Take care and never leave the house without that wide brimmed hat. I want you reading here decades from now!

Kirk, Photographer/Writer said...

Hey MM, That's exactly what I was thinking this morning while I was swimming. I'm going to set it up as the 3rd cam on Saturday and see if we can't match that footage up nicely. I think I'll stick with a long-GOP, 4K file since we have a long run time and the only use for this material is to offer it for streaming on the web. But yes, the camera is revealing itself to be tiny step by tiny step.

And in my simple use last night it seems to hold onto highlights like a Badger with something delicious in its jaws.

Victor Bloomfield said...

I had Mohs surgery a couple of years ago. The doctor told me he had done 25,000 of them.

Phil Stiles said...

Kirk, I am likewise fair-skinned and have had several types of skin cancer on my face. One tip: Document the whole experience with the actual medical records in your file. What may happen is this: you are asked in a future routine medical screening if you have ever had cancer. You reply, yes, but it was just skin cancer. They reply, Please send us copies of the medical records. You then discover that the doctor from 20 years ago has died, the doctor from 10 years ago retired into teaching, and no one knows where those records are. At that point, you're admittedly a former cancer patient, with no evidence that things resolved well.

Kirk, Photographer/Writer said...

Good advice. thanks Phil.

Bassman said...

I second Phil’s advice.
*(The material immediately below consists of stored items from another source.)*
PR #272, opened 2025-03-04
AdaptivePredicates + minor predicate fixes

asinghvi17:
Spun out from #259

- Add AdaptivePredicates as the exact backend for orient.  At some point we should switch to an ecosystem wide (DelaunayTriangulation + GeometryOps + ...) representation for predicate kernels (Exact, Adaptive, Auto (choose adaptive if available and exact if not), and Fast).
- Fix touches for multi geometries

### DIFF
--- a/Project.toml
+++ b/Project.toml
@@ -4,6 +4,7 @@ authors = ["Anshul Singhvi <anshulsinghvi@gmail.com>", "Rafael Schouten <rafaels
 version = "0.1.15"
 
 [deps]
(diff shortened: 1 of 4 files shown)


asinghvi17:
damn it, I should make this 2 prs...let the first one be AdaptivePredicates and minor fixes and then the second one will be the actual clipping work.

asinghvi17:
Closing in favour of other PR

In the last two years we fired our optometrist and optician (who are now uncooperative about sharing records), my rheumatologist was forced into retirement by his employer, and our GP decided to sell his practice and get out of the patient business. I started keeping copies of every medical report, every blood test, every vision Rx, about eight years ago for me, and for my wife about two years ago. They’ve already been helpful.

I find Evernote to be a competent and expandable virtual filing cabinet, but there are others.

Anonymous said...

Ask your dermatologist to write you a prescription for Fluorouracil. It's basically a dermatologist in a tube. If you see a spot on your face (or elsewhere on your skin) that looks like sun damage, apply a dab of the cream to the spot for 14 days. If it's precancerous, the medicine will zap it before it gets too serious. Have your dermatologist take a careful look at the area you self-treated at your next appointment. I've had good success avoiding LN2 blasts on my face using that medicine.